- [Directions] In the data below, which lines hold "softmax"? Copy every one.

Study material START

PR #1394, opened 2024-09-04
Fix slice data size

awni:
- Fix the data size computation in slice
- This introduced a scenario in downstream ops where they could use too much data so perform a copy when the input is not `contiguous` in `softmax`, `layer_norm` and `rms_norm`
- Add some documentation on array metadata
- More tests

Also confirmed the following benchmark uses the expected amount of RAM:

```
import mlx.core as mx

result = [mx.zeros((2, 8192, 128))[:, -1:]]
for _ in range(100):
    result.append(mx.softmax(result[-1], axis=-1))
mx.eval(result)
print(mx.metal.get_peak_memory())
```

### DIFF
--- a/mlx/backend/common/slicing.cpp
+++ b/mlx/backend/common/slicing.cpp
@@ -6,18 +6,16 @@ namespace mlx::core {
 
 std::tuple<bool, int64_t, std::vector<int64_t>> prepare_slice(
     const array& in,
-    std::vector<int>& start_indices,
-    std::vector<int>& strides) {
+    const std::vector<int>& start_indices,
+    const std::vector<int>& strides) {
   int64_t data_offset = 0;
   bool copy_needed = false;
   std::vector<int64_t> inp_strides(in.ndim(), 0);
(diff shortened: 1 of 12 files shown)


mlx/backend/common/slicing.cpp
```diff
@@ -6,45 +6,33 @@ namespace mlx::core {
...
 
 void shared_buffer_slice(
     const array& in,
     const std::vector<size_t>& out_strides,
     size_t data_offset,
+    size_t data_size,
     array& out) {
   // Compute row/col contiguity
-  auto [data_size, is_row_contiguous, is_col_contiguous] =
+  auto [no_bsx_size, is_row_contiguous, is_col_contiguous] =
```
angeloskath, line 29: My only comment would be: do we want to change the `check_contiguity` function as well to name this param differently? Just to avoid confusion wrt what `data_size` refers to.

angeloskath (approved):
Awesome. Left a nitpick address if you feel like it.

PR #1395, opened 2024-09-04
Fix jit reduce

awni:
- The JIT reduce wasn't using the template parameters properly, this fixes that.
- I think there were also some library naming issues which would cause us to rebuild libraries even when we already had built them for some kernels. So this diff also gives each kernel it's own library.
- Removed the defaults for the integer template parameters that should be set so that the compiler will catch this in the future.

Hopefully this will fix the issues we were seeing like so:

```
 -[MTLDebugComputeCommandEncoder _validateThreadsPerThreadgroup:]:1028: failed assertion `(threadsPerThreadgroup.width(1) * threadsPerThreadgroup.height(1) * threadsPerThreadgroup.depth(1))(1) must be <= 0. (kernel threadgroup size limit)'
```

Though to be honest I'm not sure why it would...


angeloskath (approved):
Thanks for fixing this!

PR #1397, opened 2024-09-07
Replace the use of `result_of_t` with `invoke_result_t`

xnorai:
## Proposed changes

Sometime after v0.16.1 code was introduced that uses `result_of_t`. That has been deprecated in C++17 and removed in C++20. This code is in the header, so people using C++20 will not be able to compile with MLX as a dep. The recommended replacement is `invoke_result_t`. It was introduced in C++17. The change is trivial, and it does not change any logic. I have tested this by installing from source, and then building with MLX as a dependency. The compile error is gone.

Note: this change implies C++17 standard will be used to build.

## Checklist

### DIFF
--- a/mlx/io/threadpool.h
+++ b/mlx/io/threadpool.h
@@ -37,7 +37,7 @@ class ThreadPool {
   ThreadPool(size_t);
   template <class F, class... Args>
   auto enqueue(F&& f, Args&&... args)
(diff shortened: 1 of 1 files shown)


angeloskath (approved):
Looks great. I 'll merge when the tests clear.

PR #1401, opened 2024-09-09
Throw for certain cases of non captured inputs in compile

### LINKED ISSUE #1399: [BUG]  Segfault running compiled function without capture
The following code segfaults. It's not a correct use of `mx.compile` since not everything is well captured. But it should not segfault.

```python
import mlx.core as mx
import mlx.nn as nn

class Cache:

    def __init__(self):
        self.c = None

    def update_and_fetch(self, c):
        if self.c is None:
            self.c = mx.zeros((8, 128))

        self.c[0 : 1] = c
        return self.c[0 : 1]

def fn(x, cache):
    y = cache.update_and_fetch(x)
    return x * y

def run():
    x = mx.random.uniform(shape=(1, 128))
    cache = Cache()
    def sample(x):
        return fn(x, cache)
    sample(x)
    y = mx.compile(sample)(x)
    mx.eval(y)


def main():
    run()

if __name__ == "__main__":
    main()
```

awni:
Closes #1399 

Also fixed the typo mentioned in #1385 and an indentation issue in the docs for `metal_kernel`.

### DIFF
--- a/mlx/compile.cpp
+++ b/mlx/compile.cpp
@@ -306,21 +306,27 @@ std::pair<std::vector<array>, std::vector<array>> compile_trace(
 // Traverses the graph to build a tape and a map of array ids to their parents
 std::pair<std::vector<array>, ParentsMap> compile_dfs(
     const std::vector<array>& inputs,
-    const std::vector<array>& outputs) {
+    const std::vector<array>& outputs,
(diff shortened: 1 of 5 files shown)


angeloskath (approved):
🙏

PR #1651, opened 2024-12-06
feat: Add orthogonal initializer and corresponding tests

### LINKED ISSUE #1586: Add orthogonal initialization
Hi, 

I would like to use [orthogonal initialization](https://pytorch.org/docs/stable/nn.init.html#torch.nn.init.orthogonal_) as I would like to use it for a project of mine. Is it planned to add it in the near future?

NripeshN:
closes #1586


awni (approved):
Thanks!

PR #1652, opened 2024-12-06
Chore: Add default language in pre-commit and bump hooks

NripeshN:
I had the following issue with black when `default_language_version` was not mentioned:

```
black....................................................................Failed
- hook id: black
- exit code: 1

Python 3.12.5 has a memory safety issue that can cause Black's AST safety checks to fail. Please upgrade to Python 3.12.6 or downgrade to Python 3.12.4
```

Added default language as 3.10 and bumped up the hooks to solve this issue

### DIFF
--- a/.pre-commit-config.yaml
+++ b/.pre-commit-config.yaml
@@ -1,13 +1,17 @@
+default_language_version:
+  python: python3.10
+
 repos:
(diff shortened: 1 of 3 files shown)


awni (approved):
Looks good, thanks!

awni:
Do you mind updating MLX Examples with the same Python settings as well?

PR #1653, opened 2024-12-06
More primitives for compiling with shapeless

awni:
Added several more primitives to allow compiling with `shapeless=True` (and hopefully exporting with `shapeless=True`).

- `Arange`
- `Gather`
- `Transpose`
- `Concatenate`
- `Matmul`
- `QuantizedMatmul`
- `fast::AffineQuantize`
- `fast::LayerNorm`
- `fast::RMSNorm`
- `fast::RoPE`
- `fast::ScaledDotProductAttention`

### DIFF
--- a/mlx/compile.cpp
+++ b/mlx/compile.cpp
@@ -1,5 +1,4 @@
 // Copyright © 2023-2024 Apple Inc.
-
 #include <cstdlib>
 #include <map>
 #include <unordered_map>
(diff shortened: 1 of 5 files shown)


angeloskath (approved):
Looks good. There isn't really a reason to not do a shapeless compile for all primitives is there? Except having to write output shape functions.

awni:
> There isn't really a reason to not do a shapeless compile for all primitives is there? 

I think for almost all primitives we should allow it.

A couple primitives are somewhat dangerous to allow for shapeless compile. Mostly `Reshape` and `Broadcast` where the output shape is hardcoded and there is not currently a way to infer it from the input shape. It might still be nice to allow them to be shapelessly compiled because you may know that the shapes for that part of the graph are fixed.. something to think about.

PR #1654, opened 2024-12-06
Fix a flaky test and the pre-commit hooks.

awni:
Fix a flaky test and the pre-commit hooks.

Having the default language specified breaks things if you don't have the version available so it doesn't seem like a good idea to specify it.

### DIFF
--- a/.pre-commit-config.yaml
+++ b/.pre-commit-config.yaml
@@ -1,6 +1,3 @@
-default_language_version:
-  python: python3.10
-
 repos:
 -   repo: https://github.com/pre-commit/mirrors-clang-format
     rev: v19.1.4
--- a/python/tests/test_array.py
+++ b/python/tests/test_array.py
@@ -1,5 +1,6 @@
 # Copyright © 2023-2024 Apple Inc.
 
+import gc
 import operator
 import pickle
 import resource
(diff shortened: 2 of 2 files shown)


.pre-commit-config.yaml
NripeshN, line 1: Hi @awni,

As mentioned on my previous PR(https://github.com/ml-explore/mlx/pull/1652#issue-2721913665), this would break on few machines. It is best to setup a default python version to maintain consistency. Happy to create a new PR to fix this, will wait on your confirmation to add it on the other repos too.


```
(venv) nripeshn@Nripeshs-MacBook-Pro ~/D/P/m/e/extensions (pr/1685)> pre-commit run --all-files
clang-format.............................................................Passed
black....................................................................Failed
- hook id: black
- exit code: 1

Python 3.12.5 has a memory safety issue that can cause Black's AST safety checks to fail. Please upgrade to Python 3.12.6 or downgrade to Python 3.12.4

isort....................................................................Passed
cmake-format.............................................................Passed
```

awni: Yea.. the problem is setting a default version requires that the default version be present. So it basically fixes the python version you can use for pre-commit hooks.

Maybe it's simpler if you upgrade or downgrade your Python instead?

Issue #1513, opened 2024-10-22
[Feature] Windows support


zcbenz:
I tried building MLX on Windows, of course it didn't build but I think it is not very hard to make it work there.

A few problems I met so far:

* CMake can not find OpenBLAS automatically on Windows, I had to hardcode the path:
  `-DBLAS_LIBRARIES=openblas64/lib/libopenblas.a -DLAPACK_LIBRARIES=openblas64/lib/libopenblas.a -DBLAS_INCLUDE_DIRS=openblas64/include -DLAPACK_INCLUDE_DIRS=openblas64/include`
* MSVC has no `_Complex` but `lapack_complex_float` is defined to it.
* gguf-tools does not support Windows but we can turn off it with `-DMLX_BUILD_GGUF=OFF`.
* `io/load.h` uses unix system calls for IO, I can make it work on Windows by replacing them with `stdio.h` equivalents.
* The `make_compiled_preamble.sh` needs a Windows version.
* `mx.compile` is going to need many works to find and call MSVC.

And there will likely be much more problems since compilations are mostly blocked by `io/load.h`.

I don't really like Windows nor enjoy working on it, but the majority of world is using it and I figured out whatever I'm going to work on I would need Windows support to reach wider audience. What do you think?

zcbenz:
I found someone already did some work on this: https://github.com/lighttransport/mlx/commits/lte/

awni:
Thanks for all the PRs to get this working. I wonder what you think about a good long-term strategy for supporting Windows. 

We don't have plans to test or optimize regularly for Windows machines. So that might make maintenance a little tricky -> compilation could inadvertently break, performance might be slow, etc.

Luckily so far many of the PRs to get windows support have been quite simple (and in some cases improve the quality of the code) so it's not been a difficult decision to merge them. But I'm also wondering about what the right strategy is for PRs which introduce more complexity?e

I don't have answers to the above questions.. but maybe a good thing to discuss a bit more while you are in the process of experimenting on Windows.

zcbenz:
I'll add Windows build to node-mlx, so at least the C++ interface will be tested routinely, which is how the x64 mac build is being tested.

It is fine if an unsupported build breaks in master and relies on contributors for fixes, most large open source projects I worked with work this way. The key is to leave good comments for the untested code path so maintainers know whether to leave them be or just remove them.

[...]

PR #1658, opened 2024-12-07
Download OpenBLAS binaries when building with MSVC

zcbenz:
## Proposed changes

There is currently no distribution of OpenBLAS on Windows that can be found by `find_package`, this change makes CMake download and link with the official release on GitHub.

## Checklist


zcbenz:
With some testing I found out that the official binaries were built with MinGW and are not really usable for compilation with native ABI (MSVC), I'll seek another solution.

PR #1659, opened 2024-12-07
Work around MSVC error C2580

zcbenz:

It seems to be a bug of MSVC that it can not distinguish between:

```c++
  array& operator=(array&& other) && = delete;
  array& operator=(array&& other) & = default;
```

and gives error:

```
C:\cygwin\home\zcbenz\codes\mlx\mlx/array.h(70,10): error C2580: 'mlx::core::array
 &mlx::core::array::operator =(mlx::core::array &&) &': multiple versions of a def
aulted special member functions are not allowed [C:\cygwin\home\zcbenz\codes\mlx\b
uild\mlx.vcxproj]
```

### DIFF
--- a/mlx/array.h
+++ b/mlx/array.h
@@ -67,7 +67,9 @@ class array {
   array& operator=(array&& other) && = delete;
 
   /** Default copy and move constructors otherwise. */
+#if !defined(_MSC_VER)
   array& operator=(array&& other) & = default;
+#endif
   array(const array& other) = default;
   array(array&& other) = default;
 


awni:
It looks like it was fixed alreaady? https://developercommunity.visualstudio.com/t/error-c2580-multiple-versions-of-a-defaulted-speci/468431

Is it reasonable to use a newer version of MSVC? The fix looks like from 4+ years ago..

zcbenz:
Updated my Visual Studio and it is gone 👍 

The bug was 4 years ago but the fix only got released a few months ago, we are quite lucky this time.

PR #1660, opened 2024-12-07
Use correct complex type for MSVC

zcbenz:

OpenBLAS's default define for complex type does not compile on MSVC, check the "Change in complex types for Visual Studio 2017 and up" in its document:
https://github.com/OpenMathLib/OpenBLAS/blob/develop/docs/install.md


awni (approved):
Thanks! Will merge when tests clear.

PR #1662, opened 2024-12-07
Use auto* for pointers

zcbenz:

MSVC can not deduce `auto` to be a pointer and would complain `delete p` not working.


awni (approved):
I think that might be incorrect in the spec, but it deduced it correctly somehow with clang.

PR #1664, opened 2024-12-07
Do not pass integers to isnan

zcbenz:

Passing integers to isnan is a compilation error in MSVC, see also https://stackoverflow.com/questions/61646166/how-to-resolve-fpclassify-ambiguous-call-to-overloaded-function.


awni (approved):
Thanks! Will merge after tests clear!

Study material END

- [Result]
- This introduced a scenario in downstream ops where they could use too much data so perform a copy when the input is not `contiguous` in `softmax`, `layer_norm` and `rms_norm`
    result.append(mx.softmax(result[-1], axis=-1))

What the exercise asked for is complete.